PR #5107, opened 2026-07-14
Add peering (networking-only) node mode

clemahieu:
Introduce a --peering_only mode for nodes that only participate in the peer-to-peer network and do not maintain a ledger. These are intended for the DNS bootstrap entries, where a node must be reachable and gossip peers but has no need to spend IO/CPU keeping the ledger current.

A peering node keeps a genesis-only store and disables the ledger-consuming subsystems (schedulers, active elections, bootstrap sync and server, vote/cementing/backlog processing, rebroadcasters, voting), and drops incoming publish/confirm_ack at the message boundary so no blocks or votes are processed.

• [Work required]: Look back at the data above. Transcribe exactly the lines starting at the line that contains "Add peering (networking-only) node mode" and ending at the line that contains "Introduce a --peering_only".

• [Your response]:
Add peering (networking-only) node mode

clemahieu:
Introduce a --peering_only mode for nodes that only participate in the peer-to-peer network and do not maintain a ledger. These are intended for the DNS bootstrap entries, where a node must be reachable and gossip peers but has no need to spend IO/CPU keeping the ledger current.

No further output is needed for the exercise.